Thumbnail Image

A Comparison of Techniques for Handling Missing Data in Longitudinal Studies

Missing data are a common problem in virtually all epidemiological research, especially when conducting longitudinal studies. In these settings, clinicians may collect biological samples to analyze changes in biomarkers, which often do not conform to parametric distributions and may be censored due to limits of detection. Using complete data from the BioCycle Study (2005-2007), which followed 259 premenopausal women over two menstrual cycles, we compared four techniques for handling missing biomarker data with non-Normal distributions. We imposed increasing degrees of missing data on two non-Normally distributed biomarkers under conditions of missing completely at random, missing at random, and missing not at random. Generalized estimating equations were used to obtain estimates from complete case analysis, multiple imputation using joint modeling, multiple imputation using chained equations, and multiple imputation using chained equations and predictive mean matching on Day 2, Day 13 and Day 14 of a standardized 28-day menstrual cycle. Estimates were compared against those obtained from analysis of the completely observed biomarker data. All techniques performed comparably when applied to a Normally distributed biomarker. Multiple imputation using joint modeling and multiple imputation using chained equations produced similar estimates across all types and degrees of missingness for each biomarker. Multiple imputation using chained equations and predictive mean matching consistently deviated from both the complete data estimates and the other missing data techniques when applied to a biomarker with a bimodal distribution.

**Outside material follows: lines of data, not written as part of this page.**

PR #675, opened 2026-08-04
feat: bind recipient addresses to wallet network and operator

pietro909:
## What

Recipient Arkade addresses are now validated against the wallet's own context before any funds move. A new `assertRecipientArkAddress` (in `wallet/utils.ts`, reusing `classifyAgainstSignerSet`) checks:

- the bech32 prefix matches the wallet's network (`ark` vs `tark`), and
- the embedded server key is the wallet's current operator signer, or a deprecated signer whose rotation cutoff has not passed (`CURRENT`/`MIGRATABLE`/`DUE_NOW` accepted; `UNKNOWN_SIGNER`/`EXPIRED` rejected).

Previously both fields were decoded and discarded, so an honest paste of a testnet or foreign-operator address was accepted — producing a VTXO at an output key the recipient's wallet (watching a different operator's indexer) would never see. No escape hatch is added: cross-operator transfer is not a defined feature.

When addressing missing biomarker data in longitudinal studies, special attention should be given to the underlying distribution of the missing variable. As biomarkers become increasingly Normal, the amount of missing data tolerable while still obtaining accurate estimates may also increase when data are missing at random. Future studies are necessary to assess these techniques under more elaborate missingness mechanisms and to explore interactions between biomarkers for improved imputation models.